» **Required work**: Exactly the lines from the start of the data through the line containing "tables in a" should be output, with both ends kept and nothing added.

» **Extracted data**:

PR #551, opened 2023-11-27
Create `water` schema views

Jozzey:
https://eaflood.atlassian.net/browse/WATER-4188

As part of the work we have been doing on two-part tariff we are going to be creating all our new tables in a single schema `public`.

We have also decided that when there is a legacy table that we are still going to need for SROC. We are going to create a View of that table in the `public` schema and correct any issues with naming conventions, unused fields etc in the view. The first of these views that represents the old `returns` tables have been created in https://github.com/DEFRA/water-abstraction-system/pull/531

In this PR we will build the migration scripts to create the Views we need for SROC in the `water` schema.

PR #560, opened 2023-12-01
Create `water` schema models & helpers

Jozzey:

As part of the work we have been doing on two-part tariff we are going to be creating all our new tables in the default `public` schema.

We have also decided that when there is a legacy table that we are still going to need we will create a [View](https://www.postgresql.org/docs/current/sql-createview.html) of it in the `public` schema. This allows us to correct any issues with naming conventions, strip out unused fields, and join entities that are currently sat in different schemas. The first example of this approach was done in PR #531 .

This change adds the models and helpers for the views in the `water` schema that were created in PR https://github.com/DEFRA/water-abstraction-system/pull/551

> The final step will then be to refactor the existing code to use the new models and delete the old legacy ones.


Jozzey:
SonarCloud is complaining about duplicated lines. This is because until we switch to using our new models based on the views we effectively have 2 versions of each model, one based on the views and the other on the tables. This will be resolved once we have updated our code to use the new view-based models and removed the old ones.

PR #561, opened 2023-12-01
Create `crm_v2` schema models and helpers

Cruikshanks:

As part of the work we have been doing on two-part tariff we are going to be creating all our new tables in the default `public` schema.

We have also decided that when there is a legacy table that we are still going to need we will create a [View](https://www.postgresql.org/docs/current/sql-createview.html) of it in the `public` schema. This allows us to correct any issues with naming conventions, strip out unused fields, and join entities that are currently sat in different schemas. The first example of this approach was done in PR #531 .

This change adds the models and helpers for the views in the `crm_v2` schema that were created in PR https://github.com/DEFRA/water-abstraction-system/pull/556

> The final step will then be to refactor the existing code to use the new models and delete the old legacy ones.

### DIFF
--- a/app/models/return-log.model.js
+++ b/app/models/return-log.model.js
@@ -1,7 +1,7 @@
 'use strict'
 
 /**
- * Model for return_logs
+ * Model for return_logs (returns.returns)
  * @module ReturnLogModel
  */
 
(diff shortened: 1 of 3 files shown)


Cruikshanks:
SonarCloud is complaining about the duplication. But that is only to be expected until we can remove the legacy models.

Jozzey (dismissed):

PR #566, opened 2023-12-04
Refactor to use new view based CRM_V2 models

Cruikshanks:

As part of the work we have been doing on two-part tariff, we will be creating all our new tables in the default `public` schema.

We have also decided that when there is a legacy table that we are still going to need we will create a [View](https://www.postgresql.org/docs/current/sql-createview.html) of it in the `public` schema. This allows us to correct any issues with naming conventions, strip out unused fields, and join entities currently sat in different schemas. The first example of this approach was done in PR #531 .

We created the new views in [Create CRM_V2 schema views](https://github.com/DEFRA/water-abstraction-system/pull/556). Then in [Create CRM_V2 schema models and helpers](https://github.com/DEFRA/water-abstraction-system/pull/561) we added the new models and helpers that use them.

This is the final step in the process, we are refactoring any use of the legacy models to use the new ones and deleting all the legacy-based code.


Jozzey (changes requested):
Just the one typo

Jozzey (approved):

PR #573, opened 2023-12-07
Add no returns required page (return requirements)

Cruikshanks:
https://eaflood.atlassian.net/browse/WATER-4248

This is the very first page in the return requirements setup journey when 'no returns required' is selected.


Demwunz (approved):
👍🏽 looks good to me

» **Response**:
PR #551, opened 2023-11-27
Create `water` schema views

Jozzey:
https://eaflood.atlassian.net/browse/WATER-4188

As part of the work we have been doing on two-part tariff we are going to be creating all our new tables in a single schema `public`.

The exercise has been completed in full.